Data entries:
··········

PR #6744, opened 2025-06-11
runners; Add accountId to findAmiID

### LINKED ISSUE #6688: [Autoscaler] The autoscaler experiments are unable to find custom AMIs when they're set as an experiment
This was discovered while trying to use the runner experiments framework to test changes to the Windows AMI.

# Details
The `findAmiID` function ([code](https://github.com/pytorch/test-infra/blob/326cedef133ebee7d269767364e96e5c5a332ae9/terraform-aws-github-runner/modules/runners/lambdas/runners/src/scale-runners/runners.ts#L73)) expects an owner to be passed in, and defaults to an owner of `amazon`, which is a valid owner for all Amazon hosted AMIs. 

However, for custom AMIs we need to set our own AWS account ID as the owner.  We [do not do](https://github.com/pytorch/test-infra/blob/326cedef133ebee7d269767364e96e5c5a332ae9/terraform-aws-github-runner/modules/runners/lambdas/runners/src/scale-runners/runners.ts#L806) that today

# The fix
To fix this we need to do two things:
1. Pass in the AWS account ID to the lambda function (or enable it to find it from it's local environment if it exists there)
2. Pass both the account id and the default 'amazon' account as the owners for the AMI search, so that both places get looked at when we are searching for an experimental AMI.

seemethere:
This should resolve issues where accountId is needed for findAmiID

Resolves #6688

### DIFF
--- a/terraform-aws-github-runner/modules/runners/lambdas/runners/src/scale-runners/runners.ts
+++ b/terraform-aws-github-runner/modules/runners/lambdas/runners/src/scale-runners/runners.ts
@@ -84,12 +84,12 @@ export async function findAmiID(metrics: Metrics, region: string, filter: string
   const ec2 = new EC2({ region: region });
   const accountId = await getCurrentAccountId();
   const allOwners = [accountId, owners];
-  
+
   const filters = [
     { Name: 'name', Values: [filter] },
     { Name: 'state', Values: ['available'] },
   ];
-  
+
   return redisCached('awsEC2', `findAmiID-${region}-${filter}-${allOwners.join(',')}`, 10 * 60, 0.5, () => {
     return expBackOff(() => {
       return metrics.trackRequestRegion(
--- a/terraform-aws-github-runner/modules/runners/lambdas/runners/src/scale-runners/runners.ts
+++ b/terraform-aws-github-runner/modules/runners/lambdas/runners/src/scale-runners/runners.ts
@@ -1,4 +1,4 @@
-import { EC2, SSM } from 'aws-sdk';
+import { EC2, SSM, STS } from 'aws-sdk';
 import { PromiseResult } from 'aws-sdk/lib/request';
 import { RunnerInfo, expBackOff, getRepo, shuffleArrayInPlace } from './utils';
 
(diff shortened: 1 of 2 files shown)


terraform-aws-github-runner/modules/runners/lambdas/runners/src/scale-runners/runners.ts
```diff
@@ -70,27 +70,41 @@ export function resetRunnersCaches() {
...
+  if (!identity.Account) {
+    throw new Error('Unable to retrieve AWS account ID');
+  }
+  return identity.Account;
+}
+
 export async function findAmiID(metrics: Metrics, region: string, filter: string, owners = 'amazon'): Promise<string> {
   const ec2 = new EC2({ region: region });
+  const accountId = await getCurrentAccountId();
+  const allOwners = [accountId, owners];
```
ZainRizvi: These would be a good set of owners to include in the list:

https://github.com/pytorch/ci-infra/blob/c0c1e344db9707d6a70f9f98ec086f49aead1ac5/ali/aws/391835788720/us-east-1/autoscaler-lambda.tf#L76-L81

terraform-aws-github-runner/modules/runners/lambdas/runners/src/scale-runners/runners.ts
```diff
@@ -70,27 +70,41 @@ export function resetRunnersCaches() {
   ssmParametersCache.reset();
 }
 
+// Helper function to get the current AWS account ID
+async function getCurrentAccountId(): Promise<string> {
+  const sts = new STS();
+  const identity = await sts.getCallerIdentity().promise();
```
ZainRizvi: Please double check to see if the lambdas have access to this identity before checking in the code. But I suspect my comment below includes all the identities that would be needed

··········

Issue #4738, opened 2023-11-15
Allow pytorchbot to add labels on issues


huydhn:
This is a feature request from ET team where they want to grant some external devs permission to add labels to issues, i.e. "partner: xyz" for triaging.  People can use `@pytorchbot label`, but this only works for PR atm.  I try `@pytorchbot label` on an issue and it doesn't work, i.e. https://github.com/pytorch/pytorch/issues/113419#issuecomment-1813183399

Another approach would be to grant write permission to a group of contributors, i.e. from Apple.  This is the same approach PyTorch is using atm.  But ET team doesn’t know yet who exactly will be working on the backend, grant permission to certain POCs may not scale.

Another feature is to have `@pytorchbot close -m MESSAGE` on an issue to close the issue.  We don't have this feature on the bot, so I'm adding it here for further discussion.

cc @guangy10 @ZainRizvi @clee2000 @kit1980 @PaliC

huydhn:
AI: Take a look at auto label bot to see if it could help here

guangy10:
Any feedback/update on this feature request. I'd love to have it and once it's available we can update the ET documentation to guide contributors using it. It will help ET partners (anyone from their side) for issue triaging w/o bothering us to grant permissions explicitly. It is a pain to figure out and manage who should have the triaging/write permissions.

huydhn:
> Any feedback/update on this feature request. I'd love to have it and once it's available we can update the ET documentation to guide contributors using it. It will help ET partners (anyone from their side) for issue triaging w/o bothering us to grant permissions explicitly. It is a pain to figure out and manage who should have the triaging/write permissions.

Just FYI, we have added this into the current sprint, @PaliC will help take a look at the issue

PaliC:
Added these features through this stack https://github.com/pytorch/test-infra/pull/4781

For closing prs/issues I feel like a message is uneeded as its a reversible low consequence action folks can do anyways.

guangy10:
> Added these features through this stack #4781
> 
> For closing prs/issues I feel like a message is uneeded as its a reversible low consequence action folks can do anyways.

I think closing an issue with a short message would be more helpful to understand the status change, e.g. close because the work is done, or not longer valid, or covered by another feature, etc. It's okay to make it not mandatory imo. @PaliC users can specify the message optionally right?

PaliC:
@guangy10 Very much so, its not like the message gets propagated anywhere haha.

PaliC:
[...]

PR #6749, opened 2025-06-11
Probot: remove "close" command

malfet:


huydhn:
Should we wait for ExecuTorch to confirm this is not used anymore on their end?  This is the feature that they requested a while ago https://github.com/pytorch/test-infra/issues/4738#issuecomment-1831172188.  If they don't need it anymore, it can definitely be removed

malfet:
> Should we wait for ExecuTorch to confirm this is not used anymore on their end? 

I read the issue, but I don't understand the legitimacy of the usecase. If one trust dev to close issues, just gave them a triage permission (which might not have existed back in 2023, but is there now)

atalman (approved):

··········

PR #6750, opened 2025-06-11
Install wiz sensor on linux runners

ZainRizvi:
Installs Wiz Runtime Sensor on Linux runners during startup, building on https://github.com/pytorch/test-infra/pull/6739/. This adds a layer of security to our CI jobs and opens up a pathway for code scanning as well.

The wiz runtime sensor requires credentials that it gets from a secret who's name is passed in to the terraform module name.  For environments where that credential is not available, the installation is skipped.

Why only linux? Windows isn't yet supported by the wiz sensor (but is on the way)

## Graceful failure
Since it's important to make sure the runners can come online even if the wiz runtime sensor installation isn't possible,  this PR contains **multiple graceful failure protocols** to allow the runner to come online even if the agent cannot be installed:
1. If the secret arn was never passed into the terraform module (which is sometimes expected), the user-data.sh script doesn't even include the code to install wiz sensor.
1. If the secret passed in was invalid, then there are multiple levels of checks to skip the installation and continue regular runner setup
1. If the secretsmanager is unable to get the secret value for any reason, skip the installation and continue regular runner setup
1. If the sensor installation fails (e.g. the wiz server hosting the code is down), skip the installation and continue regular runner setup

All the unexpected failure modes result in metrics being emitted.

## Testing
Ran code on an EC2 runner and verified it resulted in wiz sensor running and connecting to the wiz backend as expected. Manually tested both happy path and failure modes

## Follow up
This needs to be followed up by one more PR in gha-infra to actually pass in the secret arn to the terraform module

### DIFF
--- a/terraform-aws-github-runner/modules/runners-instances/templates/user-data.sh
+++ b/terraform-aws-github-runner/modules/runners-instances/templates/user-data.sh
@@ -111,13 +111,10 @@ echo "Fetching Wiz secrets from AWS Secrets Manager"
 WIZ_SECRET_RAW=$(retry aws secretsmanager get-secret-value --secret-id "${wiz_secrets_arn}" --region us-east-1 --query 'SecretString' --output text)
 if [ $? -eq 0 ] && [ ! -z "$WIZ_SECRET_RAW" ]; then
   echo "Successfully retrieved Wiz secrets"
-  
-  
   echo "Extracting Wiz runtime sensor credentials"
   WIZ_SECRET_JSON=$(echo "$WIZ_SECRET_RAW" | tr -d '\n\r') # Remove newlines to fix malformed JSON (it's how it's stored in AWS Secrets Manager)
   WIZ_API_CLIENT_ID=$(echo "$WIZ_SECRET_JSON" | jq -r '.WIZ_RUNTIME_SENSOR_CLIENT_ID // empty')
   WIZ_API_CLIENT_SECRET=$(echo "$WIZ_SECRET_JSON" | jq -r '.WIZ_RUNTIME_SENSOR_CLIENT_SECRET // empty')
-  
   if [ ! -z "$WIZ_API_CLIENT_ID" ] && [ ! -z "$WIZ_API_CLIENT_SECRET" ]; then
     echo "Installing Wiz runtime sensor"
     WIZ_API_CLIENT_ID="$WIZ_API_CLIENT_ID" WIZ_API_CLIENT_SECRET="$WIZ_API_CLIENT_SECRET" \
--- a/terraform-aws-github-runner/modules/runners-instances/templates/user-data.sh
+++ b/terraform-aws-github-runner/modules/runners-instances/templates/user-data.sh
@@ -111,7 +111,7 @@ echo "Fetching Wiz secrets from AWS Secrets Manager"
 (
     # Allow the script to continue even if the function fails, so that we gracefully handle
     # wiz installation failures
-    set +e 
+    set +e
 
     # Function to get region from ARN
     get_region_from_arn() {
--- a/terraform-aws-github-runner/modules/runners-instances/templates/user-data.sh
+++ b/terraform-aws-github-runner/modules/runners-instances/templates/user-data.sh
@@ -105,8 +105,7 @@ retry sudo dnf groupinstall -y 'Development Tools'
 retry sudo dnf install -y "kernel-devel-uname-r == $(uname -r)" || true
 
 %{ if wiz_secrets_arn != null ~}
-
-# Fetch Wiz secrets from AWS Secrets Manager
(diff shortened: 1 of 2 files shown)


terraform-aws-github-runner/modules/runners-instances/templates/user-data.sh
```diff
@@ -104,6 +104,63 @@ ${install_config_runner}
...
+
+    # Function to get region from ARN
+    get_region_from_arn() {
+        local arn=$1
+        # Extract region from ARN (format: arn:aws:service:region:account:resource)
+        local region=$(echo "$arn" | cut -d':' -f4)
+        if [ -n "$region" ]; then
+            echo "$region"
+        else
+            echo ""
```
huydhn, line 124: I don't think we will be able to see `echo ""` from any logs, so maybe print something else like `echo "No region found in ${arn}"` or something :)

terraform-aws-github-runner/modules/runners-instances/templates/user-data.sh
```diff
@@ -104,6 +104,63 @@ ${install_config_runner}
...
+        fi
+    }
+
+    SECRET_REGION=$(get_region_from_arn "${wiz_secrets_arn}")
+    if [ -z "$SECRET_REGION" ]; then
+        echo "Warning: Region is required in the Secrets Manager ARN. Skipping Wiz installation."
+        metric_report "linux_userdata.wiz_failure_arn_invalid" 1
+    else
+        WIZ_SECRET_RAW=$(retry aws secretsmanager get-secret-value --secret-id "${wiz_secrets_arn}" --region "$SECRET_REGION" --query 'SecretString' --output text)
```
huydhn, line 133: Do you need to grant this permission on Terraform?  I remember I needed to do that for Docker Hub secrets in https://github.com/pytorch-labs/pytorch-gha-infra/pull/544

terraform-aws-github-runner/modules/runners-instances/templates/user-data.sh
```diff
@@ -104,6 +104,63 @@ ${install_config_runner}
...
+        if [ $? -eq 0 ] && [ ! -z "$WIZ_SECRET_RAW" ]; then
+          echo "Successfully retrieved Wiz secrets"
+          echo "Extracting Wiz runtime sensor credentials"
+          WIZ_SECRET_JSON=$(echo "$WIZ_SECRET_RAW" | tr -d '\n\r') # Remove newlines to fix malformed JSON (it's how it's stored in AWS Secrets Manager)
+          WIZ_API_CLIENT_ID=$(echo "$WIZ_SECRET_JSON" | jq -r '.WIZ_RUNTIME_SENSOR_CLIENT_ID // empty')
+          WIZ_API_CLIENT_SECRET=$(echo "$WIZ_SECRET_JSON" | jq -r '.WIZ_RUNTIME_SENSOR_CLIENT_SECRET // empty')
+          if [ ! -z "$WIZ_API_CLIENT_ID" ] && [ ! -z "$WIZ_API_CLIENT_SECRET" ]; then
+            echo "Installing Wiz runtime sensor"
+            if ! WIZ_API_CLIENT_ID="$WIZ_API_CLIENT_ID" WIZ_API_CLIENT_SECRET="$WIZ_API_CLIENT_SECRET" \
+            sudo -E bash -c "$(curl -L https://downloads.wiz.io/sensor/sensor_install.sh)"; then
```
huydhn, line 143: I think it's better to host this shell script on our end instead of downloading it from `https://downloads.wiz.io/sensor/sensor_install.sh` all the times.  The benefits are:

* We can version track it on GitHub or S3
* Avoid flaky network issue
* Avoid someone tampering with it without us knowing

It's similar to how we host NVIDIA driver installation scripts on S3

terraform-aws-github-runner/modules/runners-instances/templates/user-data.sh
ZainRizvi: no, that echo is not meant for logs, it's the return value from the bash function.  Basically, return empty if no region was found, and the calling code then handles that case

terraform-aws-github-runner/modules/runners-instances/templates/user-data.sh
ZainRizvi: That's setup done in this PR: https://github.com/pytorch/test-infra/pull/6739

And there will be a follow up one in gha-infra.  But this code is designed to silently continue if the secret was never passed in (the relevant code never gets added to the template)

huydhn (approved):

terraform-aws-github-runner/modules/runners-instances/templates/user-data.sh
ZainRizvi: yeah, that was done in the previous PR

··········

Your answer should be the lines above from the one containing "PR #6744, opened 2025-06-11" through the one containing "1. Pass in the", copied exactly and with both ends kept.

### SOLUTION TO THIS PROBLEM
PR #6744, opened 2025-06-11
runners; Add accountId to findAmiID

### LINKED ISSUE #6688: [Autoscaler] The autoscaler experiments are unable to find custom AMIs when they're set as an experiment
This was discovered while trying to use the runner experiments framework to test changes to the Windows AMI.

# Details
The `findAmiID` function ([code](https://github.com/pytorch/test-infra/blob/326cedef133ebee7d269767364e96e5c5a332ae9/terraform-aws-github-runner/modules/runners/lambdas/runners/src/scale-runners/runners.ts#L73)) expects an owner to be passed in, and defaults to an owner of `amazon`, which is a valid owner for all Amazon hosted AMIs. 

However, for custom AMIs we need to set our own AWS account ID as the owner.  We [do not do](https://github.com/pytorch/test-infra/blob/326cedef133ebee7d269767364e96e5c5a332ae9/terraform-aws-github-runner/modules/runners/lambdas/runners/src/scale-runners/runners.ts#L806) that today

# The fix
To fix this we need to do two things:
1. Pass in the AWS account ID to the lambda function (or enable it to find it from it's local environment if it exists there)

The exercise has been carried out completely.